Who Is The Swedish Billionaire Who Bought 400K Acres of the Amazon?

They say money can’t buy happiness but maybe it can buy conservation. For Swedish billionaire, Johan Eliasch, perhaps they are one and the same. The financier, industrialist and environmentalist takes his passions seriously: in 2005, he purchased 400,000 acres or 1,600 square kilometres of Amazonian rainforest in Brazil for the sole purpose of conservation.

We won’t argue with using your green for good. Here are some more facts about the man trying to save the environment, one rainforest at a time:

  1. He became interested in the environment and climate change after noticing that you can’t ski in Stockholm anymore

Growing up, Eliasch would ski from late October until April in his native Stockholm. When he realised that was no longer the case, he began to look closer at the Kyoto Protocol and treaties that address the environment.

  1. His career has been defined by sports

An avid skier from a young age, Eliasch is the current president of the International Ski Federation (FIS), and before that, was the CEO of HEAD, the tennis racket brand and sports equipment company, which he saved from bankruptcy when he joined in 1995 at the age of 33. 
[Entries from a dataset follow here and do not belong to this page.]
Issue #483, opened 2016-04-25
Linux: "unsupported key name:"


morinted:
## Summary

When using a nested command, e.g. `{#Control_L(Shift_L(c))}`, one gets an "unsupported key name:" notification, with no content. It's because we call `_get_maping_from_keystring` (should be "mapping") after a close-parenthesis, even when there is no content in the "current_command". So, we should either not act if the `current_command` is empty, or should check if the keystring is empty in `_get_maping_from_keystring`

PR #519, opened 2016-05-12
Rework handling of key combos

benoit-pierre:
Factorize and simplify the handling of key combos. The syntax remains the same, but there are a few differences in the way the new implementation works:

* key names are now case insensitive, so `#{a}` is equivalent to `#{A}`, `#{Super_l(return)}` to `#{super_l(Return)}`, ...

* the goal of key combos is to support shortcuts, and key name are used instead of key codes because they are more user-friendly, as a way to indicate which physical key must be pressed / hold, so for example when using Qwerty `#{1}` and `#{exclam}` are equivalent, since both names refer to the same key (ditto for `#{Shift_L(1)}` and `#{Shift_L(exclam)}`

* a key press / hold event is not allowed if the key is already in the pressed state, so both `#{1(exclam)}` and `#{exclam(1)}` are invalid

* the whole combo string is validated (for syntax errors, invalid key names, invalid key press / hold events) before sending the resulting events

* alias for the modifiers have been added; of the form `mod` for `mod_l`, for `alt` `control` `shift` and `super`

* on OSX, `command` is an alias for `super` (`super_l`), and `option` for `alt` (`alt_l`)

* on Windows, `windows` is an alias for `super` (`super_l`)

Tested on Arch Linux and with a Windows 10 VM.

TODO:
* cleanup the Windows / OSX code (redundant tables...)
* the error messages on invalid combo are nice when a monospaced font is used, but hard to read when that's not the case, suggestions for an alternative format welcomed

### DIFF
--- a/plover/key_combo.py
+++ b/plover/key_combo.py
@@ -1,0 +1,88 @@
+
+import re
+
+
+_SPLIT_RX = re.compile(ur'(\s+|(?:\w+(?:\s*\()?)|.)')
+
+def parse_key_combo(combo_string, key_name_to_key_code=None):
+
+    if key_name_to_key_code is None:
+        key_name_to_key_code = lambda key_name: key_name
+
+    key_events = []
+    down_keys = []
+    token = None
+    count = 0
+
+    def _raise_error(exception, details):
+        msg = u'%s in "%s"' % (
+            details,
+            combo_string[:count] +
+            u'[' + token + u']' +
+            combo_string[count+len(token):],
+        )
+        raise exception(msg)
+
+    for token in _SPLIT_RX.split(combo_string):
+        if not token:
+            continue
+
+        if token.isspace():
+            pass
+
+        elif re.match(ur'\w', token):
+
+            if token.endswith(u'('):
+                key_name = token[:-1].rstrip().lower()
+                release = False
+            else:
+                key_name = token.lower()
+                release = True
+
+            key_code = key_name_to_key_code(key_name)
+            if key_code is None:
+                _raise_error(ValueError, 'unknown key')
+            elif key_code in down_keys:
+                _raise_error(ValueError, u'key "%s" already pressed' % key_name)
+
+            key_events.append((key_code, True))
+
+            if release:
+                key_events.append((key_code, False))
+            else:
+                down_keys.append(key_code)
+
+        elif token == u')':
+            if not down_keys:
+                _raise_error(SyntaxError, u'unbalanced ")"')
+            key_code = down_keys.pop()
+            key_events.append((key_code, False))
+
+        else:
+            _raise_error(SyntaxError, u'invalid character "%s"' % token)
+
+        count += len(token)
+
+    if down_keys:
+        _raise_error(SyntaxError, u'unbalanced "("')
+
+    return key_events
+
+
+def add_modifiers_aliases(dictionary):
+    ''' Add aliases for common modifiers to a dictionary of key name to key code.
+
+    - add `mod` for `mod_l` aliases for `alt`, `control`, `shift` and `super`
+    - add `command` and `windows` aliases for `super`
+    - add `option` alias for `alt`
+    '''
+    for name, extra_aliases in (
+        ('control', ''               ),
+        ('shift'  , ''               ),
+        ('super'  , 'command windows'),
+        ('alt'    , 'option'         ,)
+    ):
+        code = dictionary[name + '_l']
+        dictionary[name] = code
+        for alias in extra_aliases.split():
+            dictionary[alias] = code
--- a/plover/key_combo.py
+++ b/plover/key_combo.py
@@ -1,5 +1,138 @@
+# -*- coding: utf-8 -*-
 
 import re
+
+
+# Mapping of "standard" keynames (derived from X11 keysym names) to Unicode.
+KEYNAME_TO_CHAR = {
+    # Generated using:
+    #
+    # from Xlib import XK
+    # from plover.oslayer.xkeyboardcontrol import keysym_to_string
+    # for kn, ks in sorted({
+    #     name[3:].lower(): getattr(XK, name)
+    #     for name in sorted(dir(XK))
+    #     if name.startswith('XK_')
+    # }.items()):
+    #     us = keysym_to_string(ks)
+    #     if us == kn or not us:
+    #         continue
+    # print '    %-20r: %8r, # %s' % (kn, us, us)
+    'aacute'            :  u'\xe1', # á
+    'acircumflex'       :  u'\xe2', # â
+    'acute'             :  u'\xb4', # ´
+    'adiaeresis'        :  u'\xe4', # ä
+    'ae'                :  u'\xe6', # æ
+    'agrave'            :  u'\xe0', # à
+    'ampersand'         :     u'&', # &
+    'apostrophe'        :     u"'", # '
+    'aring'             :  u'\xe5', # å
+    'asciicircum'       :     u'^', # ^
+    'asciitilde'        :     u'~', # ~
+    'asterisk'          :     u'*', # *
+    'at'                :     u'@', # @
+    'atilde'            :  u'\xe3', # ã
+    'backslash'         :    u'\\', # \
+    'bar'               :     u'|', # |
+    'braceleft'         :     u'{', # {
+    'braceright'        :     u'}', # }
+    'bracketleft'       :     u'[', # [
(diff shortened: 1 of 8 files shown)


benoit-pierre:
Forgot to mention:

1. this fixes #483 
1. I found #520 when implementing, this PR does not address it

jeremy-w:
Should we make it so all the aliases can be resolved across all platforms? Otherwise we can get in the case where dictionaries in stenodict work on a machine with one OS but not another, simply because of "dialect" differences.

Though, having Cmd decay to Ctrl on a non-OS X platform would allow for cross-platform shortcuts in a lot of cases (Cmd-s and Ctrl+s both save, for example).

plover/key_combo.py
```diff
@@ -0,0 +1,68 @@
...
+
+    key_events = []
+    down_keys = []
+    token = None
+    count = 0
+
+    def _raise_error(exception, details):
+        msg = '%s:\n%s\n%s' % (
+            details, combo_string,
+            ' ' * count + '^' * len(token or ' '),
```
jeremy-w: I think underlining with `^^^^` is clear, but my experience with clang and similar leads me to expect the first character to be `^` and the rest to be `~`, so `^~~~` to point at the initial character and then underline a source range.

As you pointed out, neither works well if the output is set in a proportional font. To accommodate that, we'd probably need to do something like boxing the bogus token with `[…]` or linebreaking around the bogus token.

If we could trace the bogus key combo back to a specific dictionary file and line, that would also be font-independent, and we could include that info in the error message, too.

morinted:
For the token, the Scala test suite always uses square brackets around the problem token, but it's usually shown next to the expected output. Just out of curiosity:

> Unexpected ")" in "Super(l)[)]"

As for the resolving, I think it would be most useful to have super = Windows = command, and also useful to have Alt = option.

It would be theoretically nice to make command resolve to control on Windows (and vice versa?), but I can think of too many edge cases for it to be reasonable. That would perhaps be better suited to a plugin.

benoit-pierre:
OK, so now "Windows" and "Command" are always aliases for "Super" and, "Option" for "Alt". Note that this means that "XF86_Option" must be now explicitly used on Linux.

For the exceptions format, it's now:

```
SyntaxError: invalid character '+' in 'foo () bar ( foo[+] bar(b) c d)'
```

or:

```
ValueError: key 'bar' already pressed in 'foo () bar ( foo [BaR(]b) c d)'
```

morinted:
Looking good. Just a note on code style: I notice that you're using "NAME2CODE" and similar, currently variables are styled NAME_TO_CODE, would it make sense to keep the style?

Finally, would it be worth pulling out the modifier aliases somewhere because they are all the same?

benoit-pierre:
> Looking good.

But does it work (on OSX)?

> Just a note on code style: I notice that you're using "NAME2CODE" and similar, currently variables are styled NAME_TO_CODE, would it make sense to keep the style?

Sure.

> Finally, would it be worth pulling out the modifier aliases somewhere because they are all the same?

Will do.

morinted:
Actually, it doesn't work on OS X, because KEYNAME_TO_KEYCODE doesn't have most characters. You'll want to use `mac_keycode.KeyCodeForChar(c)` and just get the base key, ignoring the modifiers. The only problem is that this will pick up "!" as "1" and "%" as "5" and so on.

benoit-pierre:
@morinted: can you try with this code (near line 494):
```python
        def name2code(name):
            code = KEY_NAME2CODE.get(name)
            if code is not None:
                return code
            char = KEYNAME_TO_CHAR.get(name, name)
            code, mods = mac_keycode.KeyCodeForChar(char)[0]
            return code
```

morinted:
Yep, that seems to be working for me.

benoit-pierre:
OK, thanks. I just cleaned up the OSX code, please let me know if it still works :P.

benoit-pierre:
The Windows code has now been cleaned-up too.

plover/oslayer/winkeyboardcontrol.py
```diff
@@ -117,203 +118,150 @@ class WindowsKeyboardLayout:
...
+        'udiaeresis': 220, 'eacute': 233, 'eth': 240, 'eth': 240, 'iacute': 205,
+        'onesuperior': 185, 'ocircumflex': 212, 'odiaeresis': 214, 'oacute': 243
     }
 
     # Maps from literal characters to their key names.
-    literals = collections.defaultdict(str, {
+    LITERALS = {
         '~': 'asciitilde', '!': 'exclam', '@': 'at',
-        '#': 'numbersign', '$': 'dollar', '%': 'percent',
+        '#': 'numbersign', '$': 'dollar', '%': 'percent', '^': 'asciicircum',
```
morinted: I had an issue when writing the code originally where "^" send the Alt-Gr version instead of the Shift-6 version on a certain key layout, making stand alone "^"s impossible. Can you confirm that you can use the symbol without issue (curious about QWERTY, AZERTY, and the British layout)

benoit-pierre: If something needs to be commented, it's really this kind of gotcha... And yes, "^" gets treated like a dead-key when using Azerty, which I guess is why "`" (grave) is missing too... But really, the problem is with any key that act as a dead-key, e.g. "~" (tilde) with "~n" resulting in "ñ"... Clearly [VkKeyScanEx sucks](http://archives.miloush.net/michkap/archive/2006/09/10/748742.html)

morinted: Yes, shame on future me for not leaving a comment, I have no idea what I was thinking. VkKeyScanEx is a huge bummer.

plover/oslayer/winkeyboardcontrol.py
```diff
@@ -117,203 +118,150 @@ class WindowsKeyboardLayout:
...
-        'onehalf': 189, 'Thorn': 222, 'aacute': 225, 'icircumflex': 238,
-        'Udiaeresis': 220, 'eacute': 233, 'Eth': 240, 'eth': 240, 'Iacute': 205,
-        'onesuperior': 185, 'Ocircumflex': 212, 'Odiaeresis': 214, 'oacute': 243
+        'currency': 164, 'ugrave': 249, 'ucircumflex': 219, 'odiaeresis': 246,
+        'periodcentered': 183, 'uacute': 218, 'idiaeresis': 239, 'yacute': 253,
+        'sterling': 163, 'ae': 198, 'ediaeresis': 203, 'onequarter': 188,
+        'onehalf': 189, 'thorn': 222, 'aacute': 225, 'icircumflex': 238,
+        'udiaeresis': 220, 'eacute': 233, 'eth': 240, 'eth': 240, 'iacute': 205,
+        'onesuperior': 185, 'ocircumflex': 212, 'odiaeresis': 214, 'oacute': 243
     }
```
benoit-pierre: And this needs fixing too:
- remove duplicate, now that we only handle lowercase key names
- I noticed the code for `acute` is not valid (it's in fact the code for `iacute`)

benoit-pierre:
OK, so I've completely reworked the Windows keyboard layout handling:

Instead of trying to find what keys a character is mapped to, do it the other way: find the character mapped to each (key + modifiers) combo.  This include finding out those combinations which produce dead letters, to prevent accidental character combining when simulating output.

I've tested with a number of different keymaps, and it seems to be working fine: "~n" no longer result in "ñ" when using Azerty. Note that with Azerty, "{#assciicircum}" will now result in the "9/ç/^" key being pressed, pressing the "¨^" key can be done with "{#dead_circumflex}" or "{#dead_diaeresis}".

I also found a bug (which was already present); I have this entry in my test dictionary: `"-B": "{^\n^}¨¨¨¨¨¨¨¨{^\n^}12345678"`, and I noticed that sometimes not all the "¨" are rendered... A problem with repeated letters?

morinted:
You are incredible. I'll run with this today, is the diaersis a key that goes through Unicode instead of the key code channels? Because I don't get the same issue with repeated strings of aaaaaaaa or """""""""".

I'll be using this today, then it's time to merge (you left in-progress, but I'm assuming you're done?)

I think that after this we need a dictionary page in the GitHub wiki to talk over some of the subtlities in the key combo logic, like the dead keys you listed.

benoit-pierre:
> I'll run with this today, is the diaersis a key that goes through Unicode instead of the key code channels? Because I don't get the same issue with repeated strings of aaaaaaaa or """""""""".

Correct, and I can only reproduce it in some applications: Firefox, VIM, but not Notepad or Libreoffice Writer...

  1. He was tapped by the Prime Minister of the United Kingdom to look into the role of deforestation on climate change

In 2007, Eliasch was invited to investigate clean energy and how deforestation contributes to climate change for then-prime minister Gordon Brown. His recommendations became part of the government’s framework for reducing emissions from deforestation, and earned him a role as a non-political special representative for the prime minister. 

  1. He purchased a logging company to stop it from logging

Gethal Amazonias, a plywood exporter in the Brazilian rainforest, used to carry out logging and sawmill operations that in its early days, were not certified or sustainable. Eliasch purchased the company in 2005, and made the logging operations a thing of the past.

  1. He established Rainforest Trust, an international conservation NGO which purchases threatened tropical rainforests to protect them

In 2005, Eliasch created Rainforest Trust to advance efforts to preserve endangered rainforests, saving the animal species and biodiversity from deforestation. To date, the organisation has 37 million acres of rainforest across the world, keeping 2,245 endangered and vulnerable species protected. Through Rainforest Trust, he purchased 400,000 acres of Amazon rainforest near the Madeira River. 

  1. He co-heads Cool Earth, his own non-profit focused on supporting rainforest communities to halt deforestation

Eliasch might have money coming out of his ears but that doesn’t mean he doesn’t care about the environment, or giving back. His organisation, Cool Earth, seeks to give cash directly to those who live in the rainforest, to fund projects that protect those communities. The logic here is that indigenous people have protected and nurtured the rainforest for thousands of years. By backing them, and recognising their work to fight the climate crisis, we can restore the earth and the carbon potential of tropical rainforests.

  1. His net worth is estimated at £2.4 billion.

That is HK$24,992,976,000.

  1. He is using his role at FIS to make the world more climate positive

Some may wonder why the president of a ski federation is so interested in the rainforest, a very different environment than the snow needed for the sport. But Eliasch believes the world is fully connected and each person has a responsibility to protect all of the planet’s ecosystems, not just the ones they use most.

Most recently, he put out a statement announcing that FIS has pledged to join the ‘Race to Zero’ campaign to reduce the organisation’s carbon emissions in half by 2030, toward the global race to zero emissions.

The second announcement was the FIS Rainforest Initiative, which will compensate all FIS emissions from its events by investing in rainforest conservation projects and reduce the group’s carbon footprint.

While Eliasch knows these projects are not enough, he knows every action counts. Afterall, Eliasch says, “The time for all of us to act is now.”